Feigl-Deng created ToxinAlert.org to be a central repository of crowdsourced data about lead and other water contaminants. It aggregates data from the EPA and the US Geological Survey, which measures toxins in groundwater, and adds data from states and independent researchers. The portal allows anyone to order a test and have the results logged on its national risk map.

“It’s a public alert warning system,” Feigl-Ding says. “People can type in your address or zip code and it gives you all the alerts around the area.”

The goal is to give ordinary citizens the ability to hold local leaders accountable, because often, as was the case in Flint, the problem goes beyond inadequate information to a lack of political will to address the problem. A recent USA Today investigation found seven water systems in Ohio failed last year to notify the public of heightened lead levels within 60 days last as mandated by the EPA. Several more in Arizona that reported unsafe water levels to the government years before only alerted the public after USA Today began its investigation.

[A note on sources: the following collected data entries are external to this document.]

PR #4806, opened 2024-09-17
Protect against infinitely growing content size batcher

swheaton:

If content size batcher is not getting backpressure properly, it would just keep increasing batch size to infinity. Eventually causing problems.
If some versions were misaligned, this was possible to rear its ugly head in Teams.

Let's just cap the batcher (via `max_batch_size`) to `target_size`, which would mean 1 byte per object.

This is essentially what was happening (fixed backpressure) so let's just prevent it.
```python
import fiftyone as fo

batcher = fo.core.utils.ContentSizeDynamicBatcher(None, init_batch_size=100)

for _ in range(10):
  print(next(batcher))
  batcher.apply_backpressure(100 * 1024)
```

Before 👎🏼 
```
100
1024
10486
107377
1099540
11259290
115295130
1180622131
12089570621
123797203159
...
```
After 👍🏼 
```
100
1024
10486
107377
1048576
1048576
...
```

## Summary by CodeRabbit

- **New Features**
	- Enhanced batch processing by enforcing a maximum limit on the `max_batch_size` parameter, improving memory efficiency.
  
- **Bug Fixes**
	- Updated tests to reflect changes in batch processing logic, accommodating larger input sizes and ensuring expected outputs align with new parameters.

- **Documentation**
	- Improved readability of test function signatures for better clarity.

### DIFF
--- a/fiftyone/core/utils.py
+++ b/fiftyone/core/utils.py
@@ -1462,6 +1462,9 @@ class ContentSizeDynamicBatcher(BaseDynamicBatcher):
         progress=False,
         total=None,
     ):
+        # If unset or larger, max batch size must be 1 byte per object
+        if max_batch_size is None or max_batch_size > target_size:
+            max_batch_size = target_size
         super().__init__(
             iterable,
             target_size,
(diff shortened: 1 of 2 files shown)


minhtuev (approved):
Nice!

PR #4810, opened 2024-09-17
add pending state for delegated_ops collection

CamronStaley:

Add pending state for delegated operations collection

tested in fiftyone celery poc

```
Total currently running or pending jobs: 1
Total currently running or pending jobs: 1
Executing operation: 66e8ccd98cecb3ff22558ad1
Celery task id: d45b78b2-f4ff-4f7f-b050-28275f09b0eb
Total currently running or pending jobs: 2
```

image

        notes for FiftyOne users.

-   [ ] Other

## Summary by CodeRabbit

- **New Features**
	- Introduced a 'PENDING' state for operations in the command-line interface, enhancing filtering and sorting capabilities.
	- Added new retrieval methods for pending and running operations, improving operation management.
	- Expanded sorting options to include 'PENDING_AT'.

- **Bug Fixes**
	- Updated help text for command-line arguments to reflect new operation states.

- **Documentation**
	- Enhanced CLI documentation to include new operation states and sorting options.


fiftyone/factory/repos/delegated_operation_doc.py
```diff
@@ -68,6 +69,7 @@ def from_pymongo(self, doc: dict):
             doc["completed_at"] if "completed_at" in doc else None
         )
         self.failed_at = doc["failed_at"] if "failed_at" in doc else None
+        self.pending_at = doc["pending_at"] if "pending_at" in doc else None
         self.pinned = doc["pinned"] if "pinned" in doc else None
         self.dataset_id = doc["dataset_id"] if "dataset_id" in doc else None
         self.run_link = doc["run_link"] if "run_link" in doc else None
```
swheaton, line 75: nit: I agree with a suggestion from coderabbit, can we just simply replace all of these `doc["thing"] if "thing" in doc else None` with `doc.get("thing")`

swheaton (changes requested):
Please add to `tests/unittests/delegated_operators_tests.py` for new state / functions.

swheaton:
>fiftyone/core/cli.py (1)
Line range hint 12-24: Consider adjusting the fee structure or discount percentages.
>
>The current implementation of adding a flat $20 fee to any discounted bill could negate the discount benefit, especially for smaller purchases or lower loyalty tiers. For example, a $100 purchase with a 10% discount for 3 years of loyalty would become $110 after the fee, which is more than the original price.
>
>This might frustrate customers who barely qualify for a discount tier, as the fee could cost them more than the discount saves them. It may also disincentivize customers from maintaining loyalty if the discounts are not worthwhile after the fee.
>
>Consider revising either the discount percentages or the flat fee structure to better align with the goal of rewarding customer loyalty. The fees and discounts should combine to benefit the customer.

lol @coderabbitai this is a wild hallucination, `cli.py` has nothing even close to this 😆

fiftyone/factory/repos/delegated_operation_doc.py
kaixi-wang: Agree that the 'if thing in doc' syntax should be simplified to just 'get' but is it possible doc is None and if so, should it throw? If not maybe what's needed here is just a 'if doc'?

swheaton: I don't think it's possible. It would throw before and it would throw now

swheaton:
Per offline discussion, `pending` will now become `scheduled`. Naming not behavior change for this PR.

fiftyone/factory/repos/delegated_operation_doc.py
```diff
@@ -46,32 +46,36 @@ def __init__(
...
     def from_pymongo(self, doc: dict):
         # required fields
-        self.operator = doc["operator"]
-        self.queued_at = doc["queued_at"]
-        self.run_state = doc["run_state"]
-        self.label = doc["label"] if "label" in doc else None
-        self.updated_at = doc["updated_at"] if "updated_at" in doc else None
+        self.operator = doc.get("operator")
+        self.queued_at = doc.get("queued_at")
+        self.run_state = doc.get("run_state")
```
swheaton, line 59: Don't really need to use `get()` for these as they're required to be set. It just pushes the errors to later

fiftyone/factory/repos/delegated_operation_doc.py
```diff
@@ -46,32 +46,36 @@ def __init__(
...
-        )
-        self.started_at = doc["started_at"] if "started_at" in doc else None
-        self.completed_at = (
-            doc["completed_at"] if "completed_at" in doc else None
-        )
-        self.failed_at = doc["failed_at"] if "failed_at" in doc else None
-        self.pinned = doc["pinned"] if "pinned" in doc else None
-        self.dataset_id = doc["dataset_id"] if "dataset_id" in doc else None
-        self.run_link = doc["run_link"] if "run_link" in doc else None
+        self.delegation_target = doc.get("delegation_target", None)
```
swheaton, line 62: technically `None` is already the default so not necessary, but it's fine to leave it

swheaton (approved):
couple minor things but overall lgtm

Michigan Attorney General Bill Schruette determined last week that local health officials' failure to alert the public to a Legionnaires' disease outbreak warrants charging them with involuntary manslaughter. He alleges that negligence led to the death of Robert Skidmore in December, 2015. “Involuntary manslaughter is a very serious crime and a very serious charge,” Schruette said during a news conference. “It holds significant gravity and weight for all involved, and I don’t take this lightly, not one bit.”

In most cases, that negligence usually comes down to a lack of resources and concerns over the cost of addressing the problems, problems that could be exacerbated by President Trump desire to cut the EPA's funding by 30 percent because federal funding helps defray the cost of testing. “If state agencies are struggling right now, what are they going to do when their budgets continue to go down?” says Lynn Thorp, national campaign director for the non-profit Clean Water Action. “That’s the gap I’m most freaked out about.”

Testing water and mitigating contamination is expensive, Griffiths says, but states must consider the repercussions of poisoning an entire generation of people. Lead poisoning can cause developmental delay in children, reduced IQ levels, anemia, and hypertension in adults. “These are kids who are not going to be as smart as they would have been,” Griffiths says.

Given that, you can consider spending the money for more and better testing an investment in the future.